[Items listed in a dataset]
= = = = =

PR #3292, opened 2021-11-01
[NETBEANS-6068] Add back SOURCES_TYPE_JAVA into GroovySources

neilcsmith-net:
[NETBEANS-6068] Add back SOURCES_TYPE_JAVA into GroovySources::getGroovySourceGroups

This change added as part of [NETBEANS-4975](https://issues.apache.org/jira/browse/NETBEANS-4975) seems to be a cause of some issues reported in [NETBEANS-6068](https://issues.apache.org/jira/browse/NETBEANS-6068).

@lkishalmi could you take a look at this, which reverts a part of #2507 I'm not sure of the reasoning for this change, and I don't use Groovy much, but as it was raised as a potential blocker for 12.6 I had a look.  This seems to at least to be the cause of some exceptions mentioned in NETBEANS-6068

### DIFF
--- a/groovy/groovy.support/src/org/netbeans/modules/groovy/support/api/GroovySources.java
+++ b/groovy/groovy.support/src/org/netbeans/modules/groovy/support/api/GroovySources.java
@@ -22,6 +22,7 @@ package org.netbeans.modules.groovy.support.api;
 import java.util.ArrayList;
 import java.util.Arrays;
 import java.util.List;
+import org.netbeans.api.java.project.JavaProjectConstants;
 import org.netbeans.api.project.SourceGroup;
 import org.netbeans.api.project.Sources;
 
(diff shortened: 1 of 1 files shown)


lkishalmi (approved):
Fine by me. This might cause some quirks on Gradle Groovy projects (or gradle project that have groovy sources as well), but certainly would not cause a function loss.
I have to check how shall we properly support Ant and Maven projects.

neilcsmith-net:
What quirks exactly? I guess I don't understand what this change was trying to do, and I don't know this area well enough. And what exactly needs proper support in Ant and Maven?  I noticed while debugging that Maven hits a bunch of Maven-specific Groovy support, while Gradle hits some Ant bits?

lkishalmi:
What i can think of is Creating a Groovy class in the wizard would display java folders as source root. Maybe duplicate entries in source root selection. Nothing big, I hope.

= = = = =

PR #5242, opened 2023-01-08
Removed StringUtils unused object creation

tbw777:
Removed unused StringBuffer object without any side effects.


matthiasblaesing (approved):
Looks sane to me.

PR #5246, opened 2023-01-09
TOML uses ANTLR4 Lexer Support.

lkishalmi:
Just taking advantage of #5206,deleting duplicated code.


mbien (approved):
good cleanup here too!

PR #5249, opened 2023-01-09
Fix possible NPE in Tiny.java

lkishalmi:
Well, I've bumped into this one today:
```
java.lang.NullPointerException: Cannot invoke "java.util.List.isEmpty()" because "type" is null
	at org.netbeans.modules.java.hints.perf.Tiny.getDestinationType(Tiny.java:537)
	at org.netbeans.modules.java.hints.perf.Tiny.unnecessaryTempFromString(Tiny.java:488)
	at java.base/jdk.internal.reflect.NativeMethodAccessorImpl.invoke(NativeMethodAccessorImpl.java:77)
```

= = = = =

**Problem description**.
If a line in the entries holds the word "that", count it. Report the total only.

**Response to this exercise**.
2